DESCRIPTION OF THE NOTATIONS
[0050] 100 server [0051] 200 signature database [0052] 240
dangerous exec file database [0053] 280 virus incubating system
[0054] 300-1 to 300-k, 310-1 to 310-j PC [0055] 400 local area
network [0056] 500 Internet
BEST MODE FOR WORKING THE INVENTION
[0057] The computer virus identifying information extraction system
automatically extracts information included in a specific region
predetermined as a storage region of information able to be deemed
as identifying in an exec file from an exec file as computer virus
identifying information from an exec file identified as a computer
virus and thereby realizes quick extraction of computer virus
identifying information.
EXAMPLE 1
[0058] Below, the best mode for working the present invention will
be explained based on the drawings.
[0059] An example of the configuration of a computer system in an
embodiment of the present invention is shown in FIG. 1. The
computer system shown in FIG. 1 functions as a gateway or a mail
server etc. and is comprised of a server 100 relaying communication
between a local area network (LAN) 400 and the Internet 500, a
signature database 200 storing identifying information of computer
viruses, that is, signatures, a dangerous exec file database 240
storing dangerous exec files which may be infected by a virus, a
virus incubating system 280 incubating viruses from attached files
of e-mails at a high speed, personal computers (PC) 300-1 to 300-k
connected to the local area network 400 (hereinafter these PCs
300-1 to 300-k being referred to all together as the "PCs 300"),
and PCs 310-1 to 310-j connected to the Internet 500 (hereinafter
these PCs 310-1 to 310-j being referred to all together as the "PCs
310"). This computer system operates loaded with Microsoft
Windows.RTM. as the operating system.
[0060] The present invention relates to the processing after
acquiring an exec file identified as a computer virus, but for
reference an example of acquisition will be explained below.

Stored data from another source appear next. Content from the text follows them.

PR #4, opened 2019-09-16
Rename artifacts, add plugins for source and javadoc jars, checkstyle …

scholzj:
This PR does several cleanup things and preparations for release:
* Javadoc and sources JAR plugins
* Checkstyle
* Renames the artifatcs etc.


scholzj:
(FYI: most of the rules etc. were just copied from Strimzi to have the same here)

PR #15, opened 2019-10-30
Added 'hydra' authorization server to examples, and addressed additional issues that popped up

mstruk:
- Refactored examples keys, and certificates
- Added OAUTH_TOKENS_NOT_JWT config option
- Added OAUTH_MAX_TOKEN_EXPIRY_SECONDS client config option
- Added OAUTH_VALIDATION_SKIP_TYPE_CHECK server config option


oauth-client/src/main/java/io/strimzi/kafka/oauth/client/JaasClientOauthLoginCallbackHandler.java
```diff
@@ -66,7 +68,7 @@ public void configure(Map<String, ?> configs, String saslMechanism, List<AppConf
             String endpoint = config.getValue(ClientConfig.OAUTH_TOKEN_ENDPOINT_URI);
 
             if (endpoint == null) {
-                throw new RuntimeException("Access Token not specified ('oauth.access.token'). OAuth2 Token Endpoint ('oauth.token.endpoint.uri') should then be set.");
+                throw new RuntimeException("Access Token not specified (OAUTH_ACCESS_TOKEN). OAuth2 Token Endpoint (OAUTH_TOKEN_ENDPOINT_URI) should then be set.");
```
scholzj: What is the reason for changing these? the configuration options are still valid, or?

oauth-client/src/main/java/io/strimzi/kafka/oauth/client/JaasClientOauthLoginCallbackHandler.java
```diff
@@ -81,7 +83,7 @@ public void configure(Map<String, ?> configs, String saslMechanism, List<AppConf
             clientSecret = config.getValue(Config.OAUTH_CLIENT_SECRET);
 
             if (clientId == null) {
-                throw new RuntimeException("No client id specified ('oauth.client.id')");
+                throw new RuntimeException("No client id specified (OAUTH_CLIENT_ID)");
```
scholzj: Same as above.

oauth-client/src/main/java/io/strimzi/kafka/oauth/client/JaasClientOauthLoginCallbackHandler.java
mstruk: It's for consistency reasons, because in other places it's also env var name that's used rather than system property name. It does not affect logic - options stay the same and are still valid.

oauth-client/src/main/java/io/strimzi/kafka/oauth/client/JaasClientOauthLoginCallbackHandler.java
mstruk: All documentation everywhere only really mentions env vars, and in some other places there already was env var used in error messages. I opted to use env vars everywhere in error messages for consistency, rather than using equivalent system property names.

oauth-client/src/main/java/io/strimzi/kafka/oauth/client/JaasClientOauthLoginCallbackHandler.java
scholzj: I think thsi could be a bit confusing because on the server side we use the options and not env. vars. But you are right - it is that way in most other messages so lets keep it consitent.

examples/consumer/README.md
```diff
@@ -6,49 +6,64 @@ This projects demonstrates a Kafka client that uses OAuth2 to establish Kafka se
...
 --------
+
     mvn clean install
 
 
 Preparing
 ---------
 
-Determine your machine's local network IP address, and add keycloak entry to your `/etc/host`.
+Make sure that the following ports on your host machine are free: 9092, 2128 (Kafka), 8080, 8443 (Keycloak), 4444, 4445 (Hydra).
```
ppatierno: what's this port 2128 about Kafka?

examples/docker/certificates/gen-ca.sh
```diff
@@ -0,0 +1,22 @@
...
+
+# create CA certificate
+openssl req -x509 -new -nodes -sha256 -days 3650 -subj "/CN=strimzi.io" -key ca.key -out ca.crt
+
+
+PASSWORD=changeit
+
+# create p12 truststore
+# can't use openssl, the resulting .p12 truststore not usable by java
+#openssl pkcs12 -export -nokeys -in ca.crt -out ca-truststore.p12 -passout pass:$PASSWORD
```
ppatierno: can we remove this part then?

examples/consumer/README.md
mstruk: Fixed.

examples/docker/certificates/gen-ca.sh
mstruk: Removed.

scholzj:
@ppatierno Is this now ok from your perspective? It seems the comments should be fixed.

[0061] Whether the exec file is a computer virus is judged for
example by the following routine. That is, when the server 100
receives a file attached to an e-mail from the Internet 500, the
extender of this file is identified. In Windows.RTM., the extender
of an exec file which may be a computer virus is one of "exe",
"COM", "bat", "scr", "lnk", and "pif". For this reason, when the
identified extender is one of "exe", "con", "bat", "scr", "lnk",
and "pif", the server 100 attaches identification information ID to
the exec file having the extender. It attaches the identification
information ID to the exec file having that extender, copies the
exec file as a dangerous exec file, and transfers the exec file to
the virus incubating system 280. Next, the server 100 stores the
original exec file together with the ID as a dangerous exec file in
the dangerous exec file database 240. Further, the server 100
places the virus incubating system 280 in a monitored state by its
monitoring function.
[0062] The virus incubating system 280 converts the base 64 format
exec file to a binary format exec file for execution. Further, the
virus incubating system 280 is provided with the function of
monitoring whether the system registry or the file has been
tampered with or if virus mail has been issued in a Windows.RTM.
environment and returns the results of execution and the ID
attached to the exec file to the server 100.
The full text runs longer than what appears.